Problem to solve - An exact copy is needed of each line from the one including "affect it either" through the last line of the entries, both ends counted, with nothing added.

[[ Data listing open ]]

PR #197243, opened 2026-05-12
[LSV] Handle or-disjoint as an add-like operation for vectorization.

vmustya:
LoadStoreVectorizer can safely handle `or disjoint` instructions as
`add nuw nsw`, when they are used for offset computations. This patch
enables vectorization of such patterns.

Assisted-by: Claude Opus 4.6 <noreply@anthropic.com>


michalpaszkowski (approved):

llvm/test/Transforms/LoadStoreVectorizer/X86/or-disjoint-zext.ll
```diff
@@ -0,0 +1,105 @@
+; RUN: opt %s -mtriple=x86_64-unknown-linux-gnu -passes=load-store-vectorizer -S -o - | FileCheck %s
```
dakersnar, line 2: please auto generate checks for this test

vmustya: Done: https://github.com/llvm/llvm-project/pull/197243/commits/399c5143e13141a8d60338777935cb8073d3f16b

llvm/lib/Transforms/Vectorize/LoadStoreVectorizer.cpp
```diff
@@ -1360,11 +1360,30 @@ bool Vectorizer::isSafeToMove(
 }
 
 static bool checkNoWrapFlags(Instruction *I, bool Signed) {
+  // or disjoint is equivalent to add nuw nsw, so it never wraps.
+  if (auto *PDI = dyn_cast<PossiblyDisjointInst>(I); PDI && PDI->isDisjoint())
+    return true;
```
dakersnar, line 1365: Nit: can you add a test that hits this case? I think your existing test hits an earlier case within checkIfSafeAddSequence that doens't call checkNoWrapFlags.

dakersnar (approved):
LGTM, thanks for the change!

llvm/lib/Transforms/Vectorize/LoadStoreVectorizer.cpp
vmustya: Done: https://github.com/llvm/llvm-project/pull/197243/commits/3e5b4a6a5151ec3ea18984304adb5d589691a7ed

PR #176963, opened 2026-01-20
[AMDGPU][True16] Legalize S16 for stores & loads in GlobalISel when True16 is enabled

saxlungs:
Upstream enabling selection of the FLAT, GLOBAL, and SCRATCH True16 D16 load stores

PR #197245, opened 2026-05-12
[AMDGPU][True16] Add test for various s16 G_LOAD/G_STORE cases

saxlungs:
This test will be updated by https://github.com/llvm/llvm-project/pull/176963 and should show differences between True and Fake 16 in all cases. Currently it does not for some cases


llvm/test/CodeGen/AMDGPU/GlobalISel/legalize-load-store-s16-true16.mir
```diff
@@ -0,0 +1,481 @@
+# NOTE: Assertions have been autogenerated by utils/update_mir_test_checks.py
+# RUN: llc -mtriple=amdgcn-amd-amdhsa -mcpu=gfx1100 -mattr=+real-true16 -O0 -run-pass=legalizer -global-isel-abort=0 %s -o - | FileCheck -check-prefix=GFX11,GFX11-TRUE16 %s
+# RUN: llc -mtriple=amdgcn-amd-amdhsa -mcpu=gfx1100 -mattr=-real-true16 -O0 -run-pass=legalizer -global-isel-abort=0 %s -o - | FileCheck -check-prefix=GFX11,GFX11-FAKE16 %s
+# RUN: llc -mtriple=amdgcn-amd-amdhsa -mcpu=gfx1200 -mattr=+real-true16 -O0 -run-pass=legalizer -global-isel-abort=0 %s -o - | FileCheck -check-prefix=GFX12,GFX12-TRUE16 %s
+# RUN: llc -mtriple=amdgcn-amd-amdhsa -mcpu=gfx1200 -mattr=-real-true16 -O0 -run-pass=legalizer -global-isel-abort=0 %s -o - | FileCheck -check-prefix=GFX12,GFX12-FAKE16 %s
```
arsenm: Don't need -O0, it shouldn't really do anything when using -run-pass + legalizer

saxlungs: Removed `-O0` and I also removed the `-global-isel-abort=0` part because it didn't seem to affect it either

arsenm (approved):
End to end would be better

[[ Data listing closed ]]

Solution for this problem -
saxlungs: Removed `-O0` and I also removed the `-global-isel-abort=0` part because it didn't seem to affect it either

arsenm (approved):
End to end would be better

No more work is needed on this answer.